Lynch, who plays Sue Sylvester, added that Jonathan Groff will have an exciting musical number during the episode.

"So there's the three groups, and Vocal Adrenaline is Jonathan Groff's - Jesse St James' - group," she said. "He's back with them. He does a number - God, I don't know if I can say it - it's 'Bohemian Rhapsody'. That number is one of the most stunning... I mean, I watched them shoot it. It was one of the most stunning musical things I've ever seen in my life."

Lynch also revealed that Sue will have an important role in the competition, saying: "There's four judges. Two of them are national celebrities and two are local celebrities. I'm one of the local celebrity judges. That I will tease. And the two celebrity judges are two celebrities who have already been on our show in past episodes."

Glee was recently picked up for a third season even though the second has not yet been filmed.

----------

Dazzle (24-05-2010), lizann (25-05-2010)

----------


## Dazzle

> I'm just not feeling the new episodes. The music and storylines don't compare to the first half of the season.


I agree with you Abigail.  I'm really not enjoying Glee any more and am on the verge of not bothering.

----------


## tammyy2j

Glee creator Ryan Murphy has said that he plans to add a Christian character to the show's lineup. 

Murphy revealed that the part, which has yet to be cast, will be outspoken and well-respected as well as help kids from conservative backgrounds feel included.

"We've taken a couple jabs at the right-wing this year," he told TV Guide. 

"So what I want to do with this character is have someone who Christian kids and parents can recognise and say, 'Oh, look - I'm represented there, too!' If we're trying to form a world of inclusiveness, we've got to include that point of view as well."

Murphy also confessed that he has no plans to write in the characters of Rachel's gay dads. 

"I like feeling their parenting influence without meeting them.
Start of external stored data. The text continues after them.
PR #496, opened 2025-07-10
Add sapi zts test

Qard:
## Description

Depends on #488.

I've pulled the test for that out as it had a problematic interaction with the `closure` feature. I'll have to figure out how to make that work properly. 🤔 

## Checklist


ptondereau:
Hello @Qard 
We think your PR is a good addition.
Could it be possible to rebase here?

Qard:
Yep, I can try a rebase. Though I never did get around to looking into the closure interaction. It may still be broken?

Qard:
I've pushed a possible fix to the closure conflict, though I'm uncertain if that is actually correct. Anyone else know the closure subsystem better that can review that?

ptondereau:
> I've pushed a possible fix to the closure conflict, though I'm uncertain if that is actually correct. Anyone else know the closure subsystem better that can review that?

I'll try to have a look next week. Thanks for the work

Qard:
> > I've pushed a possible fix to the closure conflict, though I'm uncertain if that is actually correct. Anyone else know the closure subsystem better that can review that?
> 
> I'll try to have a look next week. Thanks for the work

It seemed to get past the original failure, but now fails in a different. Unfortunately though it seems to only fail in CI for me and not locally, so I'm not too sure how to debug. If I get time at some point I might take another look, but I'm not too sure how much sense I'd be able to make of it. 🤔

ptondereau:
> > > I've pushed a possible fix to the closure conflict, though I'm uncertain if that is actually correct. Anyone else know the closure subsystem better that can review that?
> > 
> > I'll try to have a look next week. Thanks for the work
> 
> It seemed to get past the original failure, but now fails in a different. Unfortunately though it seems to only fail in CI for me and not locally, so I'm not too sure how to debug. If I get time at some point I might take another look, but I'm not too sure how much sense I'd be able to make of it. 🤔 

Embed test runs only on 8.4 (embed sapi) debug nts with latest rust and llvm 17.

ptondereau:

At least for another season."

----------


## lizann

The finale is next week  :Sad:

----------


## *-Rooney-*

oh i still enjoy glee, wonder how the season ends

----------


## tammyy2j

John Stamos will have a recurring role in Season 2 of Glee, a rep for the Fox series says.

Stamos, best known for his portrayal of Uncle Jesse on Full House, will play a love interest for Emma (Jayma Mays), as first reported by Entertainment Weekly.

The 46-year-old actor, who co-starred in the final three seasons of NBC's ER, is no stranger to the musical world. He starred on Broadway in Bye Bye Birdie, and also spent years playing with The Beach Boys.

----------


## lizann

I was a bit teary eyed at the finale I cant wait for Season 2 now

----------


## lizann

Coldplay have backtracked over allowing their songs to be used in hit US show ‘Glee'. The show now has access to the whole Coldplay catalogue after the band initially refused to license their tracks.

----------


## Perdita

Justin Timberlake is reportedly being lined up for a cameo role in Glee.

According to Absolute Now, the star is in discussions with producers to play the younger brother of singing coach Will Schuester (Matthew Morrison), who he is thought to bear much resemblance to.

"There is more than a little resemblance between Justin and Matthew Morrison who plays Mr Schuester, so the plan to bring Justin in for a cameo as his younger brother is a very popular idea. They are just trying to work it all out at the moment," a source claimed.

"The cast members are very excited about the prospect of working with him - especially Lea Michele, so it has everybody's seal of approval. They just need to work it all out now. The idea is that he will be a substitute teacher and join the glee club for a week," the insider added.

----------


## Perdita

Leona Lewis has reportedly landed a guest spot in Glee.

According to The Mirror, the singer will appear in the next season of the show.

Lewis allegedly celebrated the news with Glee star Matthew Morrison, who plays Will Schuester, in London club Mahiki last night.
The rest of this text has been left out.